It's just another normal day at SmartyStreets. Jonathan, founder and CEO, is sitting in his kitchen, eating his bowl of cereal. Then, up walks Mike Whatcott with a problem.
SmartyStreets provides a cloud-based address verification service. If you have a mailing list with a bunch of addresses that you aren't sure of, then you can pump those addresses into the SmartyStreets API, and get back a list of addresses in mailable form, with an indication of whether they are deliverable, vacant, inactive, etc.
Mike's problem is that the field support team needs a tool that will take a CSV list of addresses and produce a CSV list of validated addresses.
This video series shows Jonathan and Mike working together, to produce that tool in the GO language.
This first episode begins with a quick design session at the whiteboard, the establishment of their test environment, and first halting steps of the code.
Pay very close attention to the design they are creating on the board. See if you can spot the Chain of Responsibility pattern and the Decorator pattern. Try to notice how they adjust their design for testability. They move fast, I know, but see if you can follow along with them.

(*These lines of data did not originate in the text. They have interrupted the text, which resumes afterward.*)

PR #16107, opened 2024-04-01
Fixed export for Interactive Tags

guidari:
It was reported here in the [PR](https://github.com/carbon-design-system/carbon/pull/15808#issuecomment-2024563220) that the Interactive tags wasn't exposed in `@carbon/react`, probably because it wasn't exported in the Tag `index.ts` and in the root `index.js`

#### Testing / Reviewing

- Wait deploy on npm to test on Stackblitz


tay1orjones (approved):

andreancardona (approved):
😎

PR #16112, opened 2024-04-02
SelectableTile change event returns current state, name

### LINKED ISSUE #11052: [Feature Request]: ⌨️ Selectable tile component should return name/value on click
### Summary

Selectable tile component does not return a meaningful event on click/change. 

Considering Selectable tile accepts name & value fields as props (similar to radio button), I expect to receive checked (state), value/name, along with the react event. I expect this component to have a similar return type to checkbox or radio tiles onChange functions.

Additionally, I think it would be great if Selectable Tile is offered as a standalone component (Current state) as well as a multi select (Similar to radio tile which is wrapped in tile group). This way, the `TileGroup` can manage the state of the child selectable tiles and return an array on change.

### Justification

This would add more consistency to the on change/click events. Also, the event target varies based on where the user clicks (Label or the checkbox SVG), making it difficult to retrieve the target.value/name. 

As for a multiselect wrapper component around the selectable component feature, it would be really nice to have. It would allow us to get a list of all checked tiles and their values/names.

_No response_

### Required functionality

_No response_

_No response_

### Available extra resources

_No response_

### Code of Conduct

Jawahars:
Closes #11052 

OnChange event of SelectableTile currently returns only the event target. The event target could be inner elements or svg. It is better to return the State of the SelectableTile, name and the event. This will be consistent with TileGroup as well.

#### Changelog

**New**

- SelectableTile's onchange returns the State of the SelectableTile, name and the event

**Changed**

- OnChange event of SelectableTile currently returns only the event target

**Removed**

- {{removed thing}}

#### Testing / Reviewing


Jawahars:

Jawahars:
recheck

packages/react/src/components/Tile/Tile.tsx
```diff
@@ -479,7 +479,7 @@ export const SelectableTile = React.forwardRef<
 
   function handleChange(event) {
     setIsSelected(event.target.checked);
-    onChange(event);
+    onChange(isSelected, name, event);
```
tay1orjones: Sometimes changing the signatures of callbacks like this can break folks relying on the exact signature. One thing to help avoid this would be to keep `event` in the same ( first) parameter position.

```suggestion
    onChange(event, isSelected, name);
```

tay1orjones (changes requested):
Thanks for taking a look at this! Just one small change and then I think this is good to go

alisonjoseph (approved):

tay1orjones (approved):

tay1orjones (approved):

PR #16047, opened 2024-03-25
refactor(ContainedList): add TypeScript types

Gururajj77:
Closes #16019 

Added typescript types to ContainedList and ContainedListItem

#### Changelog

**New**

Added `labelText` prop to ContainedList story for handling typescript check

**Changed**

- {{change thing}}

**Removed**

- Renamed ContainedList and ContainedListItem to files to tsx, added interfaces for the props.

#### Testing / Reviewing

No additional comments on testing.

PR #16115, opened 2024-04-02
refactor(containedlist): added typescript types to containedlist

### LINKED ISSUE #16019: Add TypeScript types to ContainedList and ContainedListItem

Gururajj77:
Closes #16019 

Added typescript types to ContainedList component

#### Changelog

**New**

- added interfaces for props to ContainedList and ContainedListItem

**Changed**

- Renamed files from .js to .tsx

#### Testing / Reviewing

This new PR holds the review comments from #16047 

No new observations on testing.


packages/react/src/components/ContainedList/ContainedList.tsx
```diff
@@ -5,14 +5,51 @@
...
+
+  /**
+   * The kind of ContainedList you want to display
+   */
+  kind?: 'on-page' | 'disclosed';
+
+  /**
+   * A label describing the contained list.
+   */
+  label: ReactNode;
```
tay1orjones: This accepts a string too, right?

```suggestion
  label: string | ReactNode;
```

packages/react/src/components/ContainedList/ContainedList.tsx
```diff
@@ -5,14 +5,51 @@
...
-import React from 'react';
+import React, { ReactNode } from 'react';
 import PropTypes from 'prop-types';
 import classNames from 'classnames';
 import { LayoutConstraint } from '../Layout';
 import { useId } from '../../internal/useId';
 import { usePrefix } from '../../internal/usePrefix';
 
-const variants = ['on-page', 'disclosed'];
+const variants: ('on-page' | 'disclosed')[] = ['on-page', 'disclosed'];
```
tay1orjones: Is there a way to use this root definition for both the proptypes and the TS interface? Something like this maybe

```js
const variants = ['on-page', 'disclosed'] as const;

// I think this will be typed as 'on-page' | 'disclosed' because the typeof operator returns the inferred type?
type Variants = typeof variants[number]; 


// ...then below in the interface:

kind?: Variants;
```

packages/react/src/components/ContainedList/ContainedList.tsx
```diff
@@ -76,9 +113,14 @@ function ContainedList({
...
-    action?.type?.displayName
-  );
+  const isActionSearch =
+    React.isValidElement(action) &&
+    (typeof action.type === 'string'
+      ? ['Search', 'ExpandableSearch'].includes(action.type)
+      : typeof action.type === 'function' &&
+        'displayName' in action.type &&
+        (action.type.displayName === 'Search' ||
+          action.type.displayName === 'ExpandableSearch'));
```
tay1orjones: Is there any way to simplify this? It's really dense and hard to read. Is there another spot in the codebase we validate/check displayName/type?

tay1orjones (changes requested):
Just a couple small things I noticed

packages/react/src/components/ContainedList/ContainedList.tsx
Gururajj77: Yes, I overlooked it, will make the changes.

packages/react/src/components/ContainedList/ContainedList.tsx
Gururajj77: I will to simplify this and make it more readable.

alisonjoseph (approved):

tw15egan (approved):
LGTM 👍 ✅

tay1orjones (approved):

PR #16132, opened 2024-04-04
test(e2e): add `toContainAStory` assertion to `visitStory`

tay1orjones:
This adds a new assertion to `visitStory` that checks to make sure an element with the `.cds--layout` class is present. The storybook config has a global decorator that applies this class via `<Layout>`

https://github.com/carbon-design-system/carbon/blob/f504b2e9f1656e876e74c27a95be8f3f58d967bc/packages/react/.storybook/preview.js#L344

This should ensure we avoid a bug where if you give `visitStory` invalid parameters (a wrong `id`, `component`, etc) the url won't point to a story but storybook still resolves it and gives their error screen:

image

Huge thanks to @matthewgallo for bringing this up!

#### Changelog

**New**

- Add `toContainAStory` assertion to `visitStory`

#### Testing / Reviewing

- You can view the error this produces by pulling this down locally, changing the name of a story in any .stories.js file, and running `yarn playwright test`


tay1orjones:
This fix has actually found 68 errors! It's why ci is failing. I'll work on fixing them

tay1orjones:
Looked at this today with @Gururajj77 and noticed that when an `id` of a story is updated to be correct, there's a high likelihood that we then see accessibility violations that need to be fixed.

Instead of fixing those accessibility errors in this PR, we should skip those tests to focus on getting this PR merged with the `toContainAStory` assertion to protect all the existing passing tests.

So the steps for this PR are now going to be:

1. Correct the `id` for any test that fails the `toContainAStory` assertion
2. If correcting that `id` results in new accessibility violations on that story, mark that test as `test.skip` for now
3. Repeat steps 1 and 2, going through all the failures of the `toContainAStory` assertion 
4. Once all tests pass the `toContainAStory` assertion, make a new issue of all the tests that were `test.skipped` in this PR. We'll go fix those new violations one by one in follow up PRs.

Gururajj77:
opened new PR with changes, #16582

Issue #16009, opened 2024-03-19
Properly deprecate PopoverAlignment type values


tay1orjones:
In https://github.com/carbon-design-system/carbon/pull/14654 all Popover-based components were unified to use new values for the `align` prop.

The old values need to be properly deprecated so we can ensure consumers know to stop using them.

Pull the old values out into their own type, mark it as deprecated via jsdoc
Update PopoverAlignment to be a union of the new values and the new deprecated type
Write a custom validator function for proptypes that pops a warning when a deprecated value is used
Refactor all usages where  `PopoverAlignment` is used to normalize `tooltipPosition` with `tooltipAlignment` such as in Button

```[tasklist]
- [ ] https://github.com/carbon-design-system/carbon/issues/16326
```

2nikhiltom:
closed via https://github.com/carbon-design-system/carbon/pull/16346

PR #16149, opened 2024-04-08
fix: showPasswordLabel and hidePasswordLabel not working

### LINKED ISSUE #15986: [Bug]: [TextInput.PasswordInput] showPasswordLabel and hidePasswordLabel not working
### Package

@carbon/react

### Browser

Chrome

### Package version

1.53.0

### React version

18.2.0

### Description

In TextInput.PasswordInput component `showPasswordLabel` and `hidePasswordLabel` not working. 

### Reproduction/example

https://stackblitz.com/edit/github-pe88wq?file=src%2FApp.jsx

### Steps to reproduce

https://stackblitz.com/edit/github-pe88wq?file=src%2FApp.jsx

### Suggested Severity

### Application/PAL

_No response_

### Code of Conduct

preetibansalui:
Closes #15986 

ShowPasswordLabel and HidePasswordLabel props were not working.

#### Testing / Reviewing

1. Create a PasswordInput component 
2. hover on eye icon on right side of password input field.
3. It should display text we assign to prop 'showPasswordLabel'
4. Now click on that eye icon.
5. on hover it should display text we assign to prop 'hidePasswordLabel'


packages/react/src/components/TextInput/PasswordInput.tsx
```diff
@@ -309,6 +311,24 @@ const PasswordInput = React.forwardRef(function PasswordInput(
...
+      align = `${tooltipPosition}-right`;
+    }
+    if (tooltipAlignment === 'start') {
+      align = `${tooltipPosition}-left`;
+    }
+  }
+
+  if (tooltipPosition === 'right' || tooltipPosition === 'left') {
+    align = tooltipPosition;
+  }
```
tay1orjones, line 329: Is this necessary? Tooltip now supports new alignment options like `top-end` and `top-start`.

This code pattern is something we'll eventually want to remove from the entire codebase, I added it as a line item within 
* https://github.com/carbon-design-system/carbon/issues/16009

packages/react/src/components/TextInput/PasswordInput.tsx
```diff
@@ -329,18 +349,18 @@ const PasswordInput = React.forwardRef(function PasswordInput(
...
-        )}
-        {passwordVisibilityIcon}
-      </button>
+      <Tooltip
+        align={align}
+        className={`${prefix}--toggle-password-tooltip`}
+        label={passwordIsVisible ? hidePasswordLabel : showPasswordLabel}>
+        <button
+          type="button"
+          className={passwordVisibilityToggleClasses}
```
tay1orjones, line 356: Does this variable need to change at all? Are the classes defined in it all still needed? If not, are there some associated styles we can remove in `_text-input.scss`?

packages/react/src/components/TextInput/PasswordInput.tsx
```diff
@@ -329,18 +349,18 @@ const PasswordInput = React.forwardRef(function PasswordInput(
...
+          disabled={disabled}
```
tay1orjones, line 357: I think `Tooltip` handles this, but did you confirm the tooltip doesn't show if the button is disabled? I can't configure the storybook to disable that button.

packages/styles/scss/components/text-input/_text-input.scss
```diff
@@ -131,6 +131,11 @@
     transition: outline $duration-fast-01 motion(standard, productive);
   }
 
+  .#{$prefix}--toggle-password-tooltip .#{$prefix}--popover {
+    position: absolute;
+    inset-inline-start: -(convert.to-rem(40px));
+  }
```
tay1orjones: Does this work with all alignment options? Looking at it in the dev tools I don't see `position: absolute` modifying it in any way - could possibly be removed?

tay1orjones (commented):
Functionally looks great! Just a few questions on the code

packages/react/src/components/TextInput/PasswordInput.tsx
preetibansalui: Yes, I checked the disabled functionality, it's not showing the tooltip if we pass disabled as true. I tried to remove this as well to check if tooltip is handling it or not, but then it was showing tooltip even disabled was true. So I think we have to pass it here.

packages/react/src/components/TextInput/PasswordInput.tsx
preetibansalui: These styles were already there, however I tried to check the classes and found that we are adding/removing few classes based on disabled and tooltip alignments, although few of them we can remove I think so, will remove accordingly.

packages/react/src/components/TextInput/PasswordInput.tsx
preetibansalui: Oh, the proptypes defined in the component were still using the old values. Do you want me to cover these changes as part of this PR or take it as a separate PR with #16009.

benjamin-kurien (changes requested):
Hi Preeti, the functionality looks good. 
From a UX Perspective -  to avoid the container from bleeding off the page and hiding important information, consider restricting the container of the tooltip to be only aligned to end of the input field. [Refer this variant here](https://carbondesignsystem.com/components/tooltip/usage/#alignment)

preetibansalui:
Hi Benjamin, Thanks for the feedback. As per the suggestion, I will apply the default functionality of 'tooltipPosition' as 'bottom' and for 'tooltipAlignment' as 'end'. 

But just to add here, user can still change it as we are exposing these 2 props to user and possible values are as below:

tooltipPosition: 'top' | 'right' | 'bottom' | 'left';
tooltipAlignment: 'start' | 'center' | 'end';

tw15egan (approved):

benjamin-kurien (approved):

Oh, and don't forget to download the diagram I created from the extras link. It'll help you keep track of what they are working on.
These guys are expert TDDers. They know how to write tests, and when to use mocks. They refactor mercilessly. Watch how carefully they follow the TDD and refactoring discipline. Also watch their expert pairing technique, and their ability to keep the big picture while focussing in on the minutia. (Think globally, act locally.) And, notice how they complete each other's sentences. Clearly this is not the first time they have paired together.